Worming: “Yeah, baby! Lick my eyeballs!”
When Japanzine was still a young buck there was nothing we enjoyed more than hitting the clubs, getting on the dance floor, and shaking our thang (and back in those days, ‘thang’ was still considered an acceptable phrase to use, giving you, dear reader, an accurate insight into just how pathetically ancient we are). Those were innocent days, back when the internet was nothing more than a means to download excruciatingly slow jpegs of naked women, and for Nigerian bankers to request assistance of naïve, grasping entrepreneurs (and there isn’t a night that Japanzine doesn’t go to bed without sending out a prayer for poor old Obafemi Okpara of the Nigerian Presidential Bank, who risked his career and life to unleash untold millions upon us, before mysteriously disappearing after we had given him our account details).
As such, these were the times before Internet dance memes. There was no Gangnam style, no Harlem Shake, and no Rick Rolling. This meant that when we wished to garner appreciative looks from the fairer sex on the dance floor, we were left to our own inventions. For Japanzine, our particular thang was worming.
Back in those halcyon days, worming was something of an acrobatic dance move in which you dropped to your chest and rolled your body across the dance floor, propelling yourself forwards and backwards in the style of – yes, you guessed it – a worm. Admittedly, as more of a sidestep shuffle kind of dancer; Japanzine wasn’t particularly accomplished as a wormer. And, thanks to a naturally poor hand-eye coordination and the copious amounts of high-strength Belgian lager we had to imbibe to adequately loosen our inhibitions, worming often resulted in a chin being cracked on the ground and hands being ripped to shreds due to the shards of glass littering the floors of the less than salubrious clubs in which Japanzine used to plough its furrow.
However, mention worming to your average Japanese high schooler and some very different injuries will spring to their mind’s eye. Indeed, if you ask a young female Japanese (particularly a student if you happen to be an ALT) if they want to see you worming, expect a worrying look at the least, a trip to a prison’s beast wing at worst.
Worming, you see, is a craze that has swept Japanese high schools and, rather than Japanzine’s dance move which was a (frankly pathetic) peacockish attempt to attract a mate, this type of worming is something to be done once you’ve actually conned another human into intimacy. But what is it you ask? For those of you with a delicate stomach or a nervous disposition, it’s time to look away now.
Worming, or oculolinctus as it is more scientifically termed, is the act of sweeping one’s tongue across your partner’s cornea for sexual titillation. That’s right, licking someone’s eye to get your rocks off. If you are currently cringing at the thought of having someone jab their tongue into one of your peepers, then you have obviously never given it a go.
“My boyfriend started licking my eyeballs years ago and I just loved it,” a student explained to The Huffington Post. “I just love it because it turns me on… It makes me feel all tingly.”
You see, the cornea is perhaps the most sensitive part of the body (excluding the more obvious, often-censored areas, of course).

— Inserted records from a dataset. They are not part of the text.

Issue #115, opened 2026-06-05
[TASK] Specify and enforce the tiny profile RAM budget


ELares:
Parent: #20

Turn the asserted 64 MiB RAM ceiling on the `tiny` profile into an itemized, provably-bounded budget and a boot-time guard that refuses to start when the configured caps cannot fit. The current draft lists a ceiling, an 8 MiB segment, and a 32 MiB mmap cap but never shows the per-buffer split or what happens on overflow, so the headline guarantee (every buffer bounded, no unbounded queue, all summing under the cap) is unverifiable. This sub-issue makes the ceiling a derived, enforced invariant and feeds the bounded-buffer machinery owned by #10.

## Approach

Publish an explicit per-buffer budget that sums to <= `ram_ceiling_bytes` (64 MiB on tiny): producer accumulation 8 MiB, active-segment write buffer 8 MiB, per-topic spill index 8 MiB, in-flight/unacked set 8 MiB, read/replay cache 16 MiB, codec plus checksum scratch 4 MiB, and a 12 MiB hard reserve. Set `mmap_max_bytes=0` on tiny so no uncounted mapped pages exist. Make `ram_ceiling_bytes` a global cap divided across active topics by equal-share with a documented per-topic floor; reject topic creation when the floor cannot be granted from the remaining budget. At startup, measure RSS and refuse to boot if RSS plus configured caps exceed the ceiling. Wire each cap to a config key under #14 so the same arithmetic holds for `small` and `server` profiles.

## Acceptance criteria

- [ ] An itemized RAM budget is documented and provably sums under `ram_ceiling_bytes` for `tiny`.
- [ ] `mmap_max_bytes=0` on tiny; no buffer is unbounded.
- [ ] The binary refuses to boot when measured RSS plus configured caps exceed the ceiling, with a clear error.
- [ ] Topic creation is rejected when the per-topic floor cannot be granted from the remaining global budget.
- [ ] A RAM-burst test asserts RSS stays under the ceiling under sustained write pressure.

## Failure considerations

The dominant risk is OOM-kill of the single binary under burst because uncounted buffers (mmap pages, per-topic spill across N topics, codec scratch) push RSS past the cap; the itemized budget, `mmap_max_bytes=0`, per-topic floors, and refuse-to-boot guard close this. A secondary risk is the budget drifting out of sync with code as buffers are added, so a test must assert the sum of configured caps never exceeds the ceiling, failing CI if a new buffer is introduced uncounted.

[...]

PR #219, opened 2026-06-06
perf(storage): stream segment recovery to bound scan memory (#156)

ELares:
## What

Resolves the memory hazard in #156. Recovery scanned each segment by reading the **whole record region** into one buffer (`vec![0u8; body_len]`, up to ~64 MiB) and then materializing **every** record (key, headers, payload) into a `Vec<OwnedRecord>`, so peak was roughly **2x the segment** on a device whose RAM budget is deliberately scarce (#115). Yet recovery never uses the payloads: it needs only each record's sequence, the valid record count, and the torn-tail boundary (`valid_end`).

## How

- New `codec::decoded_len(header)` (ironbus-core): reads a frame's total on-disk length from its 36-byte header alone (validating magic, version, header CRC), so a streaming reader can read exactly one record at a time. A codec test pins that it returns `decode`'s consumed length and rejects the same bad headers.
- New `SegmentReader::scan_recovery` (ironbus-storage): a streaming scan that, per record, reads the header to learn the length, reads the rest of the frame, validates it **exactly as the buffered scan does** (header + body CRC, sequence continuity, identical footer-trust rules), then **drops the bytes**. It returns only the metadata `recover()` consumes (`record_count`, `last_seq`, `valid_end`, `clean`, `footer`). Peak memory is the largest single record instead of the whole region (a reused scratch buffer).
- `Log::recover` switches to `scan_recovery`; the per-record sequence-continuity check moves into the streaming walk (same `RecoveredSequenceMismatch` hard error for a CRC-valid frame with an out-of-order seq).
- The buffered `SegmentReader::scan` (with `OwnedRecord` payloads) is **retained** for the delivery read path (`read_from`), which genuinely needs payloads. The delivery-path streaming is out of scope here (a possible follow-up).

## Equivalence (no behavior change)

- `scan_recovery_agrees_with_scan_across_shapes`: asserts `scan_recovery` matches the buffered `scan` on count, last seq, `valid_end`, `clean`, and footer across clean, sealed, empty, header-only, torn-tail, and corrupt-body segments.
- `scan_recovery_reports_a_recycled_frame_with_a_bad_seq`: a CRC-valid out-of-order frame is a hard error, not a silent truncation.
- The whole `crash_recovery` + `determinism` sweeps pass at `PROPTEST_CASES=20000`; `decoded_len` agreement pinned in core.

## Verification

- `cargo fmt --check`, `cargo clippy --workspace --all-targets --all-features` clean; `cargo build -p ironbus-core -p ironbus-storage` clean under `-D warnings`.
- `crash_recovery`, `determinism`, codec, and storage-lib suites green at `PROPTEST_CASES=20000`.

refs #156, #115, #21


ELares:
## Independent adversarial review: SOLID (behavior-preserving, memory-bounded)

An independent reviewer audited this line-by-line against the old buffered scan, defaulting to deep skepticism since it touches the longest-valid-prefix guarantee. SOLID on all seven probes:

1. **`decoded_len` is exactly `decode`'s header-validation prefix** (same checks, same order: short -> Truncated, magic, version, header CRC, overflow-safe length sum -> TooLarge). The `HAS_KEY`/`BadLength` body check correctly lives only in `decode`, which the streaming scan still calls on the full frame, so no frame slips through. **SOLID**
2. **`scan_body_streaming` matches `scan_body`** across clean / torn-tail (short header AND body-cut-off) / corrupt-body / corrupt-header: same `cursor`, same `clean`, and `pos` only advances on `decode` success (so a corrupt frame leaves the cursor at its start, identical to the buffered break). **SOLID**
3. **The seq-continuity check moved into the walk is equivalent:** `base_seq + count` == `base_seq + index`, same `RecoveredSequenceMismatch{index,expected,found}`. The only change is which hard error surfaces if a frame has BOTH a wrong seq AND a footer mismatch (a near-impossible case, since seq is header-CRC-covered); the accepted/rejected prefix is identical, so it is benign. Per-segment `base_seq` is each segment's own header. **SOLID**
4. **Footer trust rules identical:** `ends_at_footer`, `body_matches`, `FooterSegmentMismatch`, the empty-body `last_seq == base_seq` default, and `valid_end` (sealed `body_end` / unsealed `header_end + cursor`) all match `scan`. **SOLID**
5. **`recover` edits correct:** `Option<RecoveryScan>`, `record_count`/`last_seq` substitutions, `SegmentScan` import removed (no longer named) while `OwnedRecord` stays for `read_from`, which still uses buffered `scan` and is unchanged. **SOLID**
6. **Memory is bounded, no hostile allocation:** the order is `decoded_len` (caps at the 1 GiB ceiling) -> check `total > remaining` -> THEN `scratch.resize(total)`, so a header claiming 1 GiB with few bytes left breaks before allocating. Peak is one record, not the region. **SOLID**

**Overall:** a faithful, behavior-preserving, memory-bounded replacement; no silent loss/gain, no off-by-one, no unbounded allocation. CI is 12/12 green on `23e0c7d` (3-OS tests + clippy + msrv 1.78 + 3 musl triples + no-IO lint + cargo-deny + SPDX); crash-recovery, determinism, codec, and storage-lib suites verified at PROPTEST_CASES=20000. This completes #156's scope (recovery). Merging.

It has to be in order to detect the tiny fragments of dirt and crap that gets caught in our eyes and, like over-zealous onanism, could lead to blindness. This means that having your eyeball licked is, quite frankly, some of the most fun you can have with your clothes on, making it the ideal next step for young lovers tired of snogging, but too coy to whip out their still-developing bits and pieces for each other.
There are of course many opinions on from where the fetish blossomed, the most plausible being a video for , or perhaps the over zealous tonguing in Japanese pornography. But, no matter its origins, worming has unleashed a tidal wave of conjunctivitis and other nasty eye diseases across Japanese adolescence. Because of course, if you huddle away with your loved one in a quiet corner of a classroom at lunch time, fresh from polishing off your bento, the likelihood is that as you sweep your tongue across your paramour’s eye, you are leaving all manner of unhygienic matter and disgusting bacteria on their cornea.
And so, as you stand in your classroom, or walk through town, and see the young girls with their solitary eye patches, you can be pretty sure that (assuming it’s not a result of a botched homemade double eye lid surgery) those are white badges of promiscuity they are displaying.
But now the news is out there, the truth is unleashed, you can be assured that those same girls will now be sharing some particularly uncomfortable conversations with their parents as they come home from the pharmacy looking like an extra from Pirates of the Caribbean. Mind you, as embarrassing as that is, getting the eye clap is still not a patch on having to explain Japanzine’s bruised chin and lacerated hands at work on Monday mornings after our own, equally dangerous, yet infinitely less successful, attempts at worming all those years ago.